(DATA FOR THE TASK)
PR #150, opened 2021-03-25
final touches on collectors 2.0

richardtief:
1. Added `return` on `describe()` in InventoryCollector. The collector does not want to work otherwise.
2. The PropertiesCollector should be able to process the non-matching keys too.
3. Resource-uuids should never be empty, otherwise the requests are failing. Very rare, but happens.

### DIFF
--- a/collectors/InventoryCollector.py
+++ b/collectors/InventoryCollector.py
@@ -11,15 +11,20 @@ class InventoryCollector(BaseCollector):
     def __init__(self):
         super().__init__()
         self.name = self.__class__.__name__
+        self.resourcekinds = ["vcenters", "datacenters", "clusters", "hosts", "datastores", "vms"]
 
     def describe(self):
-        return self.collect()
+        for resourcekind in self.resourcekinds:
+            yield GaugeMetricFamily(f'vrops_inventory_{resourcekind}', f'Amount of {resourcekind} in inventory')
+        yield CounterMetricFamily('vrops_inventory_iteration', 'vrops_inventory')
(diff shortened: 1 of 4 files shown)


collectors/InventoryCollector.py
```diff
@@ -11,10 +11,9 @@ class InventoryCollector(BaseCollector):
     def __init__(self):
         super().__init__()
         self.name = self.__class__.__name__
-        self.wait_for_inventory_data()
 
     def describe(self):
-        self.collect()
+        return self.collect()
```
viennaa, line 16: Funny this went in the code in the first place. No need to have `describe()` in here if we are calling `collect()`, that's done by prometheus implicitly if describe is missing.

collectors/PropertiesCollector.py
```diff
@@ -35,8 +39,8 @@ def collect(self):
             logger.warning(f'No values in the response for {self.name}. API code: {api_responding}')
             return
 
-        no_match_in_config = set()
         values_received = set()
+        no_match_in_config = []
```
viennaa, line 43:
```suggestion
        no_match_in_config = list()
```

Meanwhile I'd prefer this format :)

viennaa (commented):
Final thoughts on the final touches

collectors/InventoryCollector.py
viennaa: Please announce the 4 metrics we are using in `collect` here, to avoid initial calling of `collect()`

viennaa (approved):

PR #157, opened 2021-04-12
chunking vm requests

richardtief:
I have received feedback that virtual machines are missing. After a few tests I was able to confirm this and fix it. It looks like the amount of resource requests is limited to `10000`.

### DIFF
--- a/tools/Vrops.py
+++ b/tools/Vrops.py
@@ -142,7 +142,12 @@ class Vrops:
         return self.get_resources(target, token, parent_uuids, resourcekinds=["HostSystem"])
 
     def get_vms(self, target, token, parent_uuids):
-        return self.get_resources(target, token, parent_uuids, resourcekinds=["VirtualMachine"], data_receiving=True)
+        uuids_chunked = list(chunk_list(parent_uuids, 150))
+        vms = list()
+        for uuid_list in uuids_chunked:
+            vms.extend(self.get_resources(target, token, uuid_list, resourcekinds=["VirtualMachine"],
+                                          data_receiving=True))
+        return vms
 
     def get_latest_values_multiple(self, target: str, token: str, uuids: list, keys: list, collector: str,
                                    kind: str = None) -> (list, int, float):
--- a/tools/Vrops.py
+++ b/tools/Vrops.py
@@ -142,15 +142,16 @@ class Vrops:
         return self.get_resources(target, token, parent_uuids, resourcekinds=["HostSystem"])
 
     def get_vms(self, target, token, parent_uuids, vcenter_uuid):
-        amount_vms, api_responding, response_time = self.get_latest_stats_multiple(target, token, [vcenter_uuid],
-                                                                                   ['summary|total_number_vms'],
-                                                                                   'Inventory')
+        amount_vms, api_responding, _ = self.get_latest_stats_multiple(target, token, [vcenter_uuid],
+                                                                       ['summary|total_number_vms'],
+                                                                       'Inventory')
         number_of_vms = amount_vms[0].get('stat-list', {}).get('stat', [])[0].get('data', [0])[0] if \
             api_responding == 200 else 0
 
         # vrops cannot handle more than 10000 resource requests
-        if number_of_vms > 10000:
-            uuids_chunked = list(chunk_list(parent_uuids, int(round(len(parent_uuids) / 2, 0))))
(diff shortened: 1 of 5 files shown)


tools/Vrops.py
```diff
@@ -142,7 +142,12 @@ def get_hosts(self, target, token, parent_uuids):
         return self.get_resources(target, token, parent_uuids, resourcekinds=["HostSystem"])
 
     def get_vms(self, target, token, parent_uuids):
-        return self.get_resources(target, token, parent_uuids, resourcekinds=["VirtualMachine"], data_receiving=True)
+        uuids_chunked = list(chunk_list(parent_uuids, 150))
```
viennaa, line 145: Why 150? Shouldn't they be chunked at 1000?

richardtief: We decreasing the amount of parent uuids here. Hosts to be precise.

tools/Vrops.py
```diff
@@ -141,8 +141,25 @@ def get_cluster_and_datastores(self, target, token, parent_uuids):
     def get_hosts(self, target, token, parent_uuids):
         return self.get_resources(target, token, parent_uuids, resourcekinds=["HostSystem"])
 
-    def get_vms(self, target, token, parent_uuids):
-        return self.get_resources(target, token, parent_uuids, resourcekinds=["VirtualMachine"], data_receiving=True)
+    def get_vms(self, target, token, parent_uuids, vcenter_uuid):
+        amount_vms, api_responding, response_time = self.get_latest_stats_multiple(target, token, [vcenter_uuid],
```
viennaa, line 145:
```suggestion
        amount_vms, api_responding, _ = self.get_latest_stats_multiple(target, token, [vcenter_uuid],
```
```suggestion
        amount_vms, api_responding, response_time = self.get_latest_stats_multiple(target, token, [vcenter_uuid],
```

tools/Vrops.py
```diff
@@ -141,8 +141,25 @@ def get_cluster_and_datastores(self, target, token, parent_uuids):
...
+                                                                                   ['summary|total_number_vms'],
+                                                                                   'Inventory')
+        number_of_vms = amount_vms[0].get('stat-list', {}).get('stat', [])[0].get('data', [0])[0] if \
+            api_responding == 200 else 0
+
+        # vrops cannot handle more than 10000 resource requests
+        if number_of_vms > 10000:
+            uuids_chunked = list(chunk_list(parent_uuids, int(round(len(parent_uuids) / 2, 0))))
```
viennaa, line 153: So basically we are chunking every 2 hosts? Am I getting this right?

richardtief: We making two chunks with the half of the hosts each.

richardtief: We assuming a uniform distribution over the hosts, yes.

viennaa: Can we make it two tiers?

```
> 10000 -> 2
> 20000 -> 4
```

viennaa: or better even: every 10000 more we multiply chunks by two.

richardtief: Ok, you are right. I think also we exceeding 20000 VMs in the near future. I adjust this.

tools/Vrops.py
```diff
@@ -141,8 +141,27 @@ def get_cluster_and_datastores(self, target, token, parent_uuids):
...
-        return self.get_resources(target, token, parent_uuids, resourcekinds=["VirtualMachine"], data_receiving=True)
+    def get_vms(self, target, token, parent_uuids, vcenter_uuid):
+        amount_vms, api_responding, _ = self.get_latest_stats_multiple(target, token, [vcenter_uuid],
+                                                                       ['summary|total_number_vms'],
+                                                                       'Inventory')
+
+        number_of_vms = amount_vms[0].get('stat-list', {}).get('stat', [])[0].get('data', [0])[0] if \
+            api_responding == 200 else 0
+
+        # vrops cannot handle more than 10000 resource requests
```
viennaa, line 152:
```suggestion
        # vrops cannot handle more than 10000 uuids in a single request
```

viennaa (commented):
`dynamic split factor` mmyd 👍 

please check the inline comment

viennaa (approved):
Thanks for the implementation and finding this bug in the first place. Like it.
(End DATA FOR THE TASK)
ABOUT THIS EXERCISE: Scan the records for the word "final". Copy each line where it turns up.

TASK SOLUTION:
final touches on collectors 2.0
Final thoughts on the final touches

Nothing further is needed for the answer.